→ **What to do**
From the data that follows, copy every line with the string "work".

╭─ Data supplied

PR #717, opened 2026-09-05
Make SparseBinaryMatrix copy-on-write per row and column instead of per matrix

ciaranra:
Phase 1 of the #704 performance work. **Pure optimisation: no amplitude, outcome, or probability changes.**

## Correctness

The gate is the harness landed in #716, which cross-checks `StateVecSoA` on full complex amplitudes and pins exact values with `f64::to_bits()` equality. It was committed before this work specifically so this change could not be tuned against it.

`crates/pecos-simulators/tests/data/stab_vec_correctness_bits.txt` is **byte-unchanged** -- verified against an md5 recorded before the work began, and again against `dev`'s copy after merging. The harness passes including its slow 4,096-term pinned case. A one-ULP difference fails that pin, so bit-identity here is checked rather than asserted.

╰─

→ **Response area**
Phase 1 of the #704 performance work. **Pure optimisation: no amplitude, outcome, or probability changes.**
The gate is the harness landed in #716, which cross-checks `StateVecSoA` on full complex amplitudes and pins exact values with `f64::to_bits()` equality. It was committed before this work specifically so this change could not be tuned against it.
`crates/pecos-simulators/tests/data/stab_vec_correctness_bits.txt` is **byte-unchanged** -- verified against an md5 recorded before the work began, and again against `dev`'s copy after merging. The harness passes including its slow 4,096-term pinned case. A one-ULP difference fails that pin, so bit-identity here is checked rather than asserted.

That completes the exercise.